Beginning in the first half of 1918, a 20 mi long narrow gauge line was built there. 15 mi of track ran between the pier at the Potomac River and Camp Humphreys.

The light rails of a narrow-gauge railway could be laid quickly and, if necessary, quickly dismantled. The 5 m long prefabricated sections of the flying track weighing 100 kg could be carried and laid by only two soldiers. Because of the small gauge, smaller radii could be used than with standard gauge railways.

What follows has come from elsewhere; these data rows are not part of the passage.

PR #2447, opened 2024-01-30
feat: Add grant privileges to share resource

sfc-gh-jcieslak:
Changes
* Acceptance tests for new resource
* Unified GrantsOn in GrantPrivilegesToShare + Now user can specify multiple privileges when grating/revoking privileges
* New resource for granting privileges to share
* Created a ticket for missing identifier functionality for functions
* Added documentation for the new resource

Ref: #2417


pkg/resources/grant_privileges_to_share.go
```diff
@@ -0,0 +1,474 @@
...
+
+func CreateGrantPrivilegesToShare(ctx context.Context, d *schema.ResourceData, meta any) diag.Diagnostics {
+	db := meta.(*sql.DB)
+	client := sdk.NewClientFromDB(db)
+	id := createGrantPrivilegesToShareIdFromSchema(d)
+	log.Printf("[DEBUG] created identifier from schema: %s", id.String())
+
+	err := client.Grants.GrantPrivilegeToShare(ctx, getObjectPrivilegesFromSchema(d), getShareGrantOn(d), sdk.NewAccountObjectIdentifier(id.ShareName.Name()))
+	if err != nil {
+		return diag.Diagnostics{
```
sfc-gh-swinkler, line 167: you can do diag.FromError() instead. Or maybe a helper function would be more appropriate.

pkg/resources/grant_privileges_to_share.go
```diff
@@ -0,0 +1,474 @@
...
+			diag.Diagnostic{
+				Severity: diag.Error,
+				Summary:  "Failed to parse internal identifier",
+				Detail:   fmt.Sprintf("Id: %s\nError: %s", d.Id(), err.Error()),
+			},
+		}
+	}
+
+	if d.HasChange("privileges") {
+		before, after := d.GetChange("privileges")
```
sfc-gh-swinkler, line 197: not important at all, but typically this would be called "old" and "new"

pkg/resources/grant_privileges_to_share.go
```diff
@@ -0,0 +1,474 @@
...
+
+		if len(privilegesToRemove) > 0 {
+			err = client.Grants.RevokePrivilegeFromShare(
+				ctx,
+				privilegesToRemove,
+				grantOn,
+				sdk.NewAccountObjectIdentifier(id.ShareName.Name()),
+			)
+			if err != nil {
+				return diag.Diagnostics{
```
sfc-gh-swinkler, line 243: so the point of having diags is so you can append warnings and such. but here it seems you are always just returning on diagnostic. is this intentional?

pkg/resources/grant_privileges_to_share.go
```diff
@@ -0,0 +1,474 @@
...
+			continue
+		}
+		if grant.GranteeName.Name() == id.ShareName.Name() { // TODO: id.ShareName should be outside resource identifier (forgot the name)
+			if grantedOn == grant.GrantedOn {
+				privileges = append(privileges, grant.Privilege)
+			}
+		}
+	}
+
+	// It's a pseudo-role, so we have to append it whenever it's specified in the configuration
```
sfc-gh-swinkler, line 338: i dont know what this means, but it looks like a hack. i guess there's probably a good reason for it though

pkg/resources/testdata/TestAcc_GrantPrivilegesToShare/OnAllTablesInSchema/variables.tf
```diff
@@ -0,0 +1,15 @@
+variable "share_name" {
+  type = string
+}
```
sfc-gh-swinkler, line 3: so the variables.tf doesn't actually need to be in its own file. maybe we should just put everything in test.tf. what do you think?

pkg/resources/grant_privileges_to_share.go
```diff
@@ -0,0 +1,474 @@
...
+	"tag_name",
+	"view_name",
+}
+
+var grantPrivilegesToShareSchema = map[string]*schema.Schema{
+	"share_name": {
+		Type:        schema.TypeString,
+		Required:    true,
+		ForceNew:    true,
+		Description: "The fully qualified name of the share on which privileges will be granted.",
```
sfc-gh-swinkler, line 30: validation?

pkg/resources/grant_privileges_to_share.go
```diff
@@ -0,0 +1,474 @@
...
+	},
+	"privileges": {
+		Type:        schema.TypeSet,
+		Required:    true,
+		Description: "The privileges to grant on the share.",
```
sfc-gh-asawicki, line 35: the privileges list changes depending on the type of the resource. Can we at least direct customer to https://docs.snowflake.com/en/sql-reference/sql/grant-privilege-share#syntax for the list of allowed privileges?

docs/resources/grant_privileges_to_share.md
```diff
@@ -0,0 +1,108 @@
...
+
+```terraform
+##################################
+### on database
+##################################
+
+resource "snowflake_grant_privileges_to_share" "example" {
+  share_name  = snowflake_share.example.name
+  privileges  = ["USAGE"]
+  on_database = snowflake_database.example.name
```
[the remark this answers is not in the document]
sfc-gh-asawicki: No other resource was designed with `on { ... }` block, it is an interesting idea, though. We should have discussed that during the design, I am not sure if we want to open this can of worms again

pkg/resources/grant_privileges_to_share.go
```diff
@@ -0,0 +1,474 @@
...
+		switch id.Kind {
+		case OnDatabaseShareGrantKind:
+			if err := d.Set("database_name", id.Identifier.Name()); err != nil {
+				return nil, err
+			}
+		case OnSchemaShareGrantKind:
+			if err := d.Set("schema_name", id.Identifier.FullyQualifiedName()); err != nil {
+				return nil, err
+			}
+		// case OnFunctionShareGrantKind:
```
sfc-gh-asawicki, line 133: Add TODO with jira number here please (it will be easier to reference it later)

pkg/resources/grant_privileges_to_share.go
```diff
@@ -0,0 +1,474 @@
...
+	for _, grant := range grants {
+		if grant.GrantedTo != sdk.ObjectTypeShare {
+			continue
+		}
+		// Only consider privileges that are already present in the ID, so we
+		// don't delete privileges managed by other resources.
+		if !slices.Contains(id.Privileges, grant.Privilege) {
+			continue
+		}
+		if grant.GranteeName.Name() == id.ShareName.Name() { // TODO: id.ShareName should be outside resource identifier (forgot the name)
```
sfc-gh-asawicki, line 331: When/in what follow-up issue we will address this TODO?

pkg/resources/grant_privileges_to_share.go
sfc-gh-asawicki: Please describe bit a bit more thoroughly @sfc-gh-jcieslak: 
- attach the privilege name to the comment
- elaborate a bit more on what a pseudo-role is (e.g. it is not returned, etc)
- add a reason for which it has to be added

pkg/resources/grant_privileges_to_share.go
sfc-gh-asawicki: It also affects all the other places in this resource where you commented out the functions-related implementation. We should either remove these or leave a comment with the ticket number on each of them.

pkg/resources/grant_privileges_to_share_acceptance_test.go
```diff
@@ -0,0 +1,494 @@
+package resources_test
+
+import (
```
sfc-gh-asawicki, line 3: nice tests! Can we get at least a few negative ones? (e.g. privilege not matching the object type, no `on` option provided)

pkg/resources/testdata/TestAcc_GrantPrivilegesToShare/OnAllTablesInSchema/variables.tf
sfc-gh-asawicki: Like in the comment https://github.com/Snowflake-Labs/terraform-provider-snowflake/pull/2448#discussion_r1472122669 I would opt for not changing it on the spot in the single PR. We should aim for consistency, and currently in all other tests we have these two files separately.

pkg/sdk/grants_test.go
```diff
@@ -847,30 +847,40 @@ func TestRevokePrivilegeFromShare(t *testing.T) {
...
+				Tag: NewSchemaObjectIdentifier("database-name", "schema-name", "tag-name"),
 			},
 			from: id,
 		}
-		assertOptsValidAndSQLEquals(t, opts, "REVOKE USAGE ON ALL VIEWS IN SCHEMA %s FROM SHARE %s", otherID.FullyQualifiedName(), id.FullyQualifiedName())
-	})
+		assertOptsValidAndSQLEquals(t, opts, "REVOKE READ ON TAG  \"database-name\".\"schema-name\".\"tag-name\" FROM SHARE %s", id.FullyQualifiedName())
+	})
+
+	// TODO: This one throws an error
```
sfc-gh-asawicki, line 870: what error? It throws it on unit or integration level? When we will address it?

sfc-gh-asawicki (changes requested):

docs/resources/grant_privileges_to_share.md
```diff
@@ -0,0 +1,108 @@
...
+}
+
+## ID: "\"share_name\"|USAGE|OnDatabase|\"database_name\""
```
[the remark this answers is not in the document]
sfc-gh-jcieslak: Yeah, I wanted to keep it close to the previous ID's format and have non-changing parameters to the left and conditional parameters that depend on the inner type (e.g. OnDatabase, OnSchema, etc.) to the right.

pkg/resources/grant_privileges_to_share.go
```diff
@@ -0,0 +1,474 @@
...
+	},
+	"schema_name": {
+		Type:             schema.TypeString,
+		Optional:         true,
+		ForceNew:         true,
+		Description:      "The fully qualified name of the schema on which privileges will be granted.",
+		ValidateDiagFunc: IsValidIdentifier[sdk.DatabaseObjectIdentifier](),
+		ExactlyOneOf:     grantPrivilegesToShareGrantExactlyOneOfValidation,
+	},
+	//	TODO(SNOW-1021686): Because function identifier contains arguments which are not supported right now
```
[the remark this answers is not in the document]
sfc-gh-jcieslak: Yup, we decided to leave it commented for now and come back after identifiers rework

pkg/resources/grant_privileges_to_share.go
sfc-gh-jcieslak: yeah, but diag.FromError() puts everything in the summary section and I wanted to put specifics in the details. We should probably make some internal helper functions for it to have a function that can create diags with severity, summary and details as arguments.

pkg/resources/grant_privileges_to_share.go
sfc-gh-jcieslak: Yes it is, I just didn't find a case in this resource to append a diag to a slice and return it later on. Most of the diags created here are Errors that should be returned immediately. The only Warning is when show on all tables in schemas should happen, but I also returned, because for now, we don't support that case (like in the other grant resources).

pkg/resources/grant_privileges_to_share.go
sfc-gh-jcieslak: Added more detailed comment

pkg/resources/grant_privileges_to_share.go
sfc-gh-jcieslak: True, I had it at the beginning but removed it when changing share_name for some reason. Added again.

pkg/resources/grant_privileges_to_share.go
sfc-gh-jcieslak: changed

pkg/resources/grant_privileges_to_share.go
sfc-gh-jcieslak: added

pkg/resources/grant_privileges_to_share.go
sfc-gh-jcieslak: I added TODO(ticket number) in all of the places someone would need to visit in order to add function_name param

pkg/resources/grant_privileges_to_share.go
sfc-gh-jcieslak: Yeah, that my bad, for some reason I didn't see it. Maybe because earlier I had different ShareName type. I was confused by grant.GranteeName returning <account_name>.<share_name> at first, but I saw that It only does that if you call `show grants on share`, but here we call `show grants on <granted_object_type> <granted_object_id>` and it only returns <share_name>. In short it means that the TODO can be removed.

pkg/sdk/grants_test.go
sfc-gh-jcieslak: Also my mistake. This option was possible in the SDK but Snowflake is not allowing it (I mean `grant/revoke on all views`). Removed the test case.

docs/resources/grant_privileges_to_share.md
```diff
@@ -0,0 +1,108 @@
...
+
+## Example Usage
+
+```terraform
+##################################
+### on database
+##################################
+
+resource "snowflake_grant_privileges_to_share" "example" {
+  share_name  = snowflake_share.example.name
```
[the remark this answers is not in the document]
sfc-gh-jcieslak: changed to "to_share" and for others like this "database_name" -> "on_database"

docs/resources/grant_privileges_to_share.md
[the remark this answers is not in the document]
sfc-gh-jcieslak: changed to "to_share" and for others like this "database_name" -> "on_database"

sfc-gh-asawicki (approved):

sfc-gh-asawicki (approved):

KarthikRajashekaran:
When this will be available

sfc-gh-jcieslak:
@KarthikRajashekaran in 0.85.0, It should be available today here's the pr for it - https://github.com/Snowflake-Labs/terraform-provider-snowflake/pull/2401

From March 1918 until the end of the war on 11 November 1918, hundreds of soldiers and engineers learned how to construct and operate a narrow-gauge railway. They trained to lay tracks, to build railway bridges and to operate the small steam and gasoline locomotives. Many narrow-gauge railways were used by American troops in the international war theater to transport supplies, ammunition and building materials as well as casualties and the wounded. Similar narrow gauge railways were located in Fort Benning, Georgia, Fort Sill, Oklahoma, Fort Benjamin Harrison, Indiana, and Fort Dix, New Jersey.

Around 1920, the narrow gauge railway tracks of Camp Humphreys were lifted and fell into oblivion. After the war, some of the locomotives and wagons of Camp Humphreys and other forts were re-used in mining operations and plantations around the world rather than being scrapped.